PR #6807, opened 2022-09-01
fix depot details and distribution list

### LINKED ISSUE #6806: Load depot details is broken
Loading information of depot is broken

image

image

mbayopanda:
This PR fixes the display of information about  a depot and refactor the way of selecting destination depots

image

Close #6806

### DIFF
--- a/client/src/modules/depots/modals/depot.modal.js
+++ b/client/src/modules/depots/modals/depot.modal.js
@@ -3,9 +3,10 @@ angular.module('bhima.controllers')
 
 DepotModalController.$inject = [
   '$state', 'DepotService', 'NotifyService', 'SessionService', 'params',
+  'FormatTreeDataService',
 ];
 
-function DepotModalController($state, Depots, Notify, Session, params) {
+function DepotModalController($state, Depots, Notify, Session, params, FormatTreeData) {
   const vm = this;
 
   vm.depot = {};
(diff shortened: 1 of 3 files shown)


client/src/modules/depots/modals/depot.modal.js
```diff
@@ -109,4 +129,39 @@ function DepotModalController($state, Depots, Notify, Session, params) {
       })
       .catch(Notify.handleError);
   }
+
+  /**
+   * destination depots handlers
+   */
+  function setNodeValue(childrens, depot) {
```
jniles, line 136: Why not just use the TreeService to be this data structure?

That might give you better guarantees (if I recall, it is tested) than copy and pasting code from elsewhere.

jniles: Alternatively, you could also use the `bhCheckboxTree` (https://github.com/IMA-WorldHealth/bhima/blob/master/client/src/js/components/bhCheckboxTree/bhCheckboxTree.js) to create the checkbox tree.  This would reduce the amount of logic in the controller.

lomamech (approved):
The structure of the code is similar to that of assigning repositories to users, I tested it and it works well

client/src/modules/depots/modals/depot.modal.js
mbayopanda: @jniles the `bhCheckboxTree` is a great tool and easy to use, however, there are some things that must be handled on it : 
- The selection of parent implies the selection of children (we cannot select only a parent without selecting children)

image

- The component does not have a filter

I will add these points as issues but for now I will merge the current progress.

lomamech: I also think that we can write another issue to solve this problem, but also using the **bhCheckboxTree** here would also imply that we can modify the module for assigning deposits to users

**INSTRUCTIONS TO FOLLOW**
Everything above from the line containing "fix depot details and distribution list" down to the line containing "That might give" should be copied exactly, both end lines included, and nothing else.

**TASK RESULT**
fix depot details and distribution list

### LINKED ISSUE #6806: Load depot details is broken
Loading information of depot is broken

image

image

mbayopanda:
This PR fixes the display of information about  a depot and refactor the way of selecting destination depots

image

Close #6806

### DIFF
--- a/client/src/modules/depots/modals/depot.modal.js
+++ b/client/src/modules/depots/modals/depot.modal.js
@@ -3,9 +3,10 @@ angular.module('bhima.controllers')
 
 DepotModalController.$inject = [
   '$state', 'DepotService', 'NotifyService', 'SessionService', 'params',
+  'FormatTreeDataService',
 ];
 
-function DepotModalController($state, Depots, Notify, Session, params) {
+function DepotModalController($state, Depots, Notify, Session, params, FormatTreeData) {
   const vm = this;
 
   vm.depot = {};
(diff shortened: 1 of 3 files shown)


client/src/modules/depots/modals/depot.modal.js
```diff
@@ -109,4 +129,39 @@ function DepotModalController($state, Depots, Notify, Session, params) {
       })
       .catch(Notify.handleError);
   }
+
+  /**
+   * destination depots handlers
+   */
+  function setNodeValue(childrens, depot) {
```
jniles, line 136: Why not just use the TreeService to be this data structure?

That might give you better guarantees (if I recall, it is tested) than copy and pasting code from elsewhere.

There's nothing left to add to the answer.